While I’m definitely no wildlife biologist, if I had to bet a nickel, I’d put it down on cougars as the primary predators here and I’d venture a second five-cent piece that predation rates are somewhat above what that 1992-98 WDFW study found, with wolves now taking a solid bite, though, again, not a larger one than lions.
I’d also hedge my bets by throwing a dime down on habitat issues causing strong nutritional stress for mama and baby elk, with cougars, wolves and bears subsequently taking advantage of that, depressing herd numbers and productivity and turning this into something of a nutri-dator pit.
“It’s complicated. Everybody wants it to be one thing and it’s never one thing,” said Aoude. “If we see predation is the issue, we can mitigate that, but not for a long period.”

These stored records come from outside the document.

PR #1046, opened 2019-03-11
Mesh from Spline Node: Output a simple Mesh without any extrusions / bevel / shape

OgierM:
image
image

You could obviously pull this off with an Evaluate Spline Node too, but I think it's rather convenient to have this option here aswell. Just trying out stuff / looks is a bit easier this way.

### DIFF
--- a/.gitignore
+++ b/.gitignore
@@ -12,6 +12,7 @@
 *.zip
 *.a
 *.o
+*.lnk
 .vscode
 build/
 conf.json
--- a/animation_nodes/nodes/spline/mesh_from_spline.py
+++ b/animation_nodes/nodes/spline/mesh_from_spline.py
@@ -3,8 +3,10 @@ from bpy.props import *
 from ... data_structures import Mesh
 from ... base_types import AnimationNode
 from . c_utils import getMatricesAlongSpline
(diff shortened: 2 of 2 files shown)


OmarSquircleArt:
Not sure I understand, can you give a quick example?

OgierM:
This is what I added:


My intention was making it easier to try out different looks when using the slider, because per default it doesn't go lower than 1 - so to see how that looks you would have to add a small setup with the "Evaluate Splines Node"

In it's self it doesn't allow for any particularly new features, but I think it might be able to speed you up, when trying out different looks. On the other hand - I get that this isn't what this node is designed for and that you probably should use a setup with the evaluate splines node instead.

OmarSquircleArt:
I don't think that it is worth it, and it is—as you said—out of the scope of this node. So I am not exactly in favor of this.

OgierM:
Ok 👍

OmarSquircleArt:
@ogierm That was just my opinion, and I could be wrong. Jacques decides if a feature should be added or not. So if you still think it is worth adding, reopen the pull request until Jacques see it an make a decision.

ogierm:
I'll reopen it if I see myself using it very often

Issue #1047, opened 2019-03-11
The Convert Plane Type Node seems to be broken for me


ogierm:
I tried to recreate [this](https://animation-nodes-manual.readthedocs.io/en/latest/user_guide/nodes/geometry/project_point_on_plane.html?highlight=project%20point%20on%20plane) setup from the documentation. This happens:

![image](https://user-images.githubusercontent.com/29630575/54156965-9e41f400-4447-11e9-8f37-1df755c85f44.png)

OmarSquircleArt:
Fixed in 08b995a.

PR #1048, opened 2019-03-12
Fixed issue #1047

dragere:
Basically the same problem as in #1031.


dragere:
Fixed in 08b995a23ae1912485277d33c57c61e8061b3851

OmarSquircleArt:
We fix that seconds apart :smile: . We started writing the changes to a CHANGLOG file as you can see in 08b995a. So make sure to include that in your future commits.

PR #1054, opened 2019-03-19
Blender2.8

Tlilong:


Clockmender:
Small question, why has the Sort List node been removed for B 2.8 - AN 2.1? We seem to only have a sort Number node now. Sort List was very useful for sorting object lists so they matched other list orders for example.

PR #1075, opened 2019-04-02
Added Sound falloff node.

OmarSquircleArt:


JacquesLucke:
Can you post a .gif that shows how it works?

OmarSquircleArt:
@JacquesLucke It pretty much works as before. Here is a test for the *Index Frequency Spectrum* type:

Index Frequency Spectrum

An example for *Falloff Frequency Spectrum* type:

Falloff Frequency Spectrum

And finally the *Average* type:

Average

The main differences from the node we had before is the fact that the interpolation now controls the scale/distribution of frequencies. By default, it is set to *Exponential*, which is usually what the user wants. The other differences are the extra options you can play with.

Node

animation_nodes/nodes/falloff/sound_falloff.pyx
```diff
@@ -0,0 +1,194 @@
...
+        return bins
+
+cdef class Average_Index_SoundFalloff(BaseFalloff):
+    cdef:
+        int fps, smoothingSamples
+        object sound, reductionFunction
+        float frame, scale, attack, release, amplitude, low, high, kaiserBeta
+
+    def __cinit__(self, object sound, float frame, float scale, float attack, float release,
+        float amplitude, float low, float high, int fps, int smoothingSamples, float kaiserBeta,
```
JacquesLucke: better indent long parameter lists twice

animation_nodes/nodes/falloff/sound_falloff.pyx
```diff
@@ -0,0 +1,194 @@
...
+    ("FALLOFF_FREQUENCY", "Falloff Frequency", "NONE", 1)
+]
+
+indexFrequencyExtensionItems = [
+    ("LOOP", "Loop", "", "NONE", 0),
+    ("MIRROR", "Mirror", "", "NONE", 1),
+    ("EXTEND", "Extend Last", "NONE", 2)
+]
+
+reductionFunctionItems = [
```
JacquesLucke: some of these options are shared with other sound nodes, aren't they? Might be better to import them from there.

PR #1078, opened 2019-04-04
Added missing nodes to node menu

dragere:
- Added missing nodes to node menu.
For those in the unsorted category i have either no idea where to put them or i only added the base of a generic node.

- Fixed Material Output and renamed it to Workbench Material Output node

- changed location to Animation Nodes:
image

### DIFF
--- a/CHANGELOG.md
+++ b/CHANGELOG.md
@@ -12,6 +12,7 @@
 - Fixed bad path resolution in the *Set Keyframe* node.
 - Fixed *Convert Plane Type* node.
 - Fixed *ReturnDefaultsOnExceptionCodeEffect* and *Get Struct* node.
+- Fixed the *fromFloatList* method of the *3DVectorList* structure.
 
 ### Changed
 
--- a/animation_nodes/data_structures/lists/__vector_list_functions.src
+++ b/animation_nodes/data_structures/lists/__vector_list_functions.src
@@ -2,7 +2,7 @@
 def fromFloatList(self, FloatList source):
     if source.length % 3 != 0:
         raise ValueError("length of float list has to be divisable by 3")
-    cdef Vector3DList newList = Vector3DList(length = source.length / 3)
+    cdef Vector3DList newList = Vector3DList(length = source.length // 3)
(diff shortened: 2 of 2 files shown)


animation_nodes/nodes/material/material_output.py
```diff
@@ -16,7 +16,7 @@
 
 class MaterialOutputNode(bpy.types.Node, AnimationNode):
     bl_idname = "an_MaterialOutputNode"
-    bl_label = "Material Output"
+    bl_label = "Workbench Material Output"
```
OmarSquircleArt: Why should we rename it to Workbench? It doesn't seem to be restricted to it.

animation_nodes/nodes/material/material_output.py
```diff
@@ -38,7 +38,7 @@ def getExecutionCode(self, required):
             if self.inputs[i].isUsed: yield f"    self.{setFunction}(material, '{attr}', {attr})"
 
     def setAttribute_Color(self, material, attribute, color):
-        newColor = color[:3]
+        newColor = color[:4]
```
OmarSquircleArt: You can just removed this line and use the `color` variable directly instead of `newColor`.

animation_nodes/nodes/material/material_output.py
dragere: As far as I know, the standard viewport renderer is also Workbench, so the node only affects Workbench.

animation_nodes/nodes/material/material_output.py
dragere: Done in 6083254059e18a91aa0c39ad4e6eea9e5e53da36

dragere:
I tried to reorder them as good as i can in 2213befebc14c91ab1237e678e72953ec18a1369, so im open to critique.

OmarSquircleArt:
For the ordering:
- I think the L System node could be after the Text Length node, with a separator in between.
- The Tilt Spline node could be after Smooth Bezier Spline node.

I will leave the other decisions for Jacques to decide.

PR #1081, opened 2019-04-05
Frame selected

dragere:
Automaticly frame selected nodes, when adding a frame.
frame-selected

As I have created this branch based on my blender2.8 branch, it depends on #1078, but it can still be reviewed, I think.

### DIFF
--- a/CHANGELOG.md
+++ b/CHANGELOG.md
@@ -4,6 +4,7 @@
 
 - Added *Include End Point* option to the *Float Range* node.
 - Added collection option to *Execution Triggers*.
+- Added missing nodes to the node menu
 
 ### Fixed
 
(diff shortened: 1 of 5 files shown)


OmarSquircleArt:
Don't create a pull request that depends on another pull request. You should branch from the blender2.8 branch and add the operator again independent of the other pull request.

OmarSquircleArt:
It seems you created the other pull request from the blender2.8 branch. You should always branch when creating a feature like this. In this case, branch from upstream the blender2.8 branch.

dragere:
Yeah, I just learned that, I'm not very experienced with git yet.
If you approve this pr, I will merge it with my 2.8 branch so that it can be merged straight with #1078.

dragere:
Dependencies fixed in #1085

That’s an expensive proposition, as IDFG’s Mark Hurley and other ungulate researchers have stated.
The long-term solution is better habitat for the elk.
I don’t hunt the Blues for wapiti, but as a Washington hunter I do appreciate WDFW going to these lengths – the calf capture-collar project and the literature assessment.
Given how incredibly sensitive all things Evergreen State predator have become – witness the ridiculous spring bear and wolf lawsuits, advocates endlessly pressuring the governor on wolves and cougars, a certain commissioner recently seemingly trying to derail bear seasons for no good reason – they absolutely must have a solid scientific base should control actions be taken.